▶ Materials provided:
PR #1184, opened 2026-08-10
fix: harden SSE transport and enforce request body size limit

ez-lbz:
### 1. Configure SSE heartbeat and stream timeout explicitly

**Problem:** `EventSourceResponse` was created without explicit `ping`/`send_timeout` in `src/a2a/server/routes/jsonrpc_dispatcher.py` (`_create_response`) and `src/a2a/server/routes/rest_dispatcher.py` (`_handle_streaming`). With the installed `sse-starlette`, the default `ping` is `None` — no heartbeat is emitted — so idle streams send nothing and dead clients are never detected; there is also no cap on how long a stream may sit without producing output.

**Fix (src/a2a/server/routes/jsonrpc_dispatcher.py, src/a2a/server/routes/rest_dispatcher.py):**
- Added `SSE_PING_INTERVAL_SECONDS = 15` and `SSE_SEND_TIMEOUT_SECONDS = 300` to `src/a2a/utils/constants.py`.
- Every `EventSourceResponse` created by both dispatchers now passes `ping=15` (heartbeat frame every 15s) and `send_timeout=300` (tear down a stream that makes no progress for 5 minutes).

### 2. Enforce a request body size limit

**Problem:** No limit was enforced on the HTTP request body. A client could POST an arbitrarily large payload, which the JSON-RPC (`request.json()`) and REST (`request.body()`) paths buffer fully in memory — a memory-exhaustion / DoS vector.

**Fix (src/a2a/server/routes/common.py, src/a2a/server/routes/jsonrpc_dispatcher.py, src/a2a/server/routes/rest_dispatcher.py):**
- Added `MAX_REQUEST_BODY_SIZE = 10 MiB` to `src/a2a/utils/constants.py`.
- Added `read_request_body_with_limit()` in `routes/common.py`: it fast-rejects via the `Content-Length` header when present, and otherwise streams the body in chunks with an incremental cap, so oversized chunked bodies are rejected while being read rather than buffered unboundedly. The body is cached on the request so existing `request.body()`/`stream()` consumers keep working.
- JSON-RPC: `handle_requests` now reads through the limited reader; the existing `HTTPException(413)` handling returns `InvalidRequestError("Payload too large")`.
- REST: all four body-reading sites (`_handle_streaming` pre-consume, `on_message_send`, `on_message_send_stream`, `set_push_notification`) now use a wrapper that converts the 413 into `InvalidRequestError("Payload too large")` (400).

## Testing

- `./.venv/Scripts/python -m pytest tests/server/routes/test_jsonrpc_dispatcher.py tests/server/routes/test_rest_dispatcher.py -q` → **39 passed** (includes new tests: oversized body rejected via body content and via `Content-Length`, and `ping_interval`/`send_timeout` assertions on the returned `EventSourceResponse` for both dispatchers).
- `./.venv/Scripts/python -m pytest tests/server/ tests/compat/ -q` → **924 passed, 90 skipped, 3 xfailed** (pre-existing xfails reference upstream issue #869).
- `./.venv/Scripts/python -m ruff check` on all modified files: clean.
- Behavior change: SSE streams now emit a heartbeat comment every 15s (previously none with the installed sse-starlette) and are torn down after 300s without progress; request bodies over 10 MiB are rejected with 413/`"Payload too large"` instead of being buffered.

### DIFF
--- a/src/a2a/server/routes/common.py
+++ b/src/a2a/server/routes/common.py
@@ -50,9 +50,7 @@ async def read_request_body_with_limit(request: Request) -> bytes:
     if content_length:
         try:
             if int(content_length) > MAX_REQUEST_BODY_SIZE:
-                raise HTTPException(
-                    status_code=HTTP_413_CONTENT_TOO_LARGE
-                )
+                raise HTTPException(status_code=HTTP_413_CONTENT_TOO_LARGE)
         except ValueError:
             pass
 
--- a/src/a2a/server/routes/common.py
+++ b/src/a2a/server/routes/common.py
@@ -13,12 +13,63 @@ else:
         Request = Any
         BaseUser = Any
 
+    try:
+        from starlette.exceptions import HTTPException
+    except ImportError:
+        HTTPException = Any
+
 from a2a.auth.user import UnauthenticatedUser, User
 from a2a.extensions.common import (
     HTTP_EXTENSION_HEADER,
     get_requested_extensions,
 )
 from a2a.server.context import ServerCallContext
+from a2a.utils.constants import MAX_REQUEST_BODY_SIZE
+
+
+try:
+    from starlette.status import HTTP_413_CONTENT_TOO_LARGE
+except ImportError:
+    HTTP_413_CONTENT_TOO_LARGE = Any
+
+
+async def read_request_body_with_limit(request: Request) -> bytes:
+    """Reads a request body, rejecting bodies over ``MAX_REQUEST_BODY_SIZE``.
+
+    The content-length header is checked first (fast reject), and the body
+    is then streamed in chunks with an incremental cap so oversized
+    chunked bodies are rejected while being read instead of buffered
+    unboundedly. The body is cached on the request (``request._body``) so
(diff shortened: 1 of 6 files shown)


ConnorMoss02:
There are five `EventSourceResponse` sites and this covers three. `compat/v0_3/jsonrpc_adapter.py:280` and `compat/v0_3/rest_adapter.py:99` still construct it bare, so with `enable_v0_3_compat=True` those streams keep the `ping=None` behavior.

ez-lbz:
You're right — five construction sites and I covered three. `compat/v0_3/jsonrpc_adapter.py:280` and `compat/v0_3/rest_adapter.py:99` built the response bare, so with `enable_v0_3_compat=True` those streams kept `ping=None` and the unbounded `send_timeout` this PR removes elsewhere.

Fixed in 17c6f7c: both adapters now pass `ping`/`send_timeout` from `a2a.utils.constants`, same as the v1 routes, with a test per adapter asserting the response carries them (both fail with `assert None == 300` if the source change is reverted).

PR #1185, opened 2026-08-10
fix: serialize concurrent cancel requests with a per-task lock

ez-lbz:
### 1. Serialize the cancel check-then-act with a per-task lock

▶ Exercise objective: Scan the records for the string "python". Copy each line in which it appears.

▶ Output for this task:
- `./.venv/Scripts/python -m pytest tests/server/routes/test_jsonrpc_dispatcher.py tests/server/routes/test_rest_dispatcher.py -q` → **39 passed** (includes new tests: oversized body rejected via body content and via `Content-Length`, and `ping_interval`/`send_timeout` assertions on the returned `EventSourceResponse` for both dispatchers).
- `./.venv/Scripts/python -m pytest tests/server/ tests/compat/ -q` → **924 passed, 90 skipped, 3 xfailed** (pre-existing xfails reference upstream issue #869).
- `./.venv/Scripts/python -m ruff check` on all modified files: clean.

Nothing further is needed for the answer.